PR #2850, opened 2026-08-10
Change default Fourier seasonality prior from Laplace to Normal

matekadlicsko:
## Description

This work is based on [observations in my blog post](https://matekadlicsko.github.io/posts/trigonometric-seasonality-priors/), namely

1. seasonality priors should be invariant under certain rotations (this is to ensure that the prior curve remains invariant under phase shifts),
2. well selected priors can make sure the curve ends up being smooth (regularize Sobolev norm).

## Checklist

----
📚 Documentation preview 📚: https://pymc-marketing--2850.org.readthedocs.build/en/2850/

### DIFF
--- a/pymc_marketing/mmm/fourier.py
+++ b/pymc_marketing/mmm/fourier.py
@@ -119,9 +119,9 @@ Even make it hierarchical...
 
     # "fourier" is the default prefix!
     prior = Prior(
-        "Laplace",
+        "Normal",
         mu=Prior("Normal", dims="fourier"),
-        b=Prior("HalfNormal", sigma=0.1, dims="fourier"),
+        sigma=Prior("HalfNormal", sigma=0.1, dims="fourier"),
         dims=("fourier", "hierarchy"),
     )
     yearly = YearlyFourier(n_order=3, prior=prior)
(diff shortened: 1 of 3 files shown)


matekadlicsko:
The Sobolev-style prior scale decay remains to be added. Perhaps the most flexible way to do it is to scale the feature matrix, since that would support some other rotation invariant distributions other than just Normal. I'm not super familiar with the code base though, so I would appreciate some feedback!

juanitorduz:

*YOUR INSTRUCTIONS*
Check each line of the entries above for the word "Laplace". List the ones that have it.

*RESPONSE TO THIS TASK*
Change default Fourier seasonality prior from Laplace to Normal
-        "Laplace",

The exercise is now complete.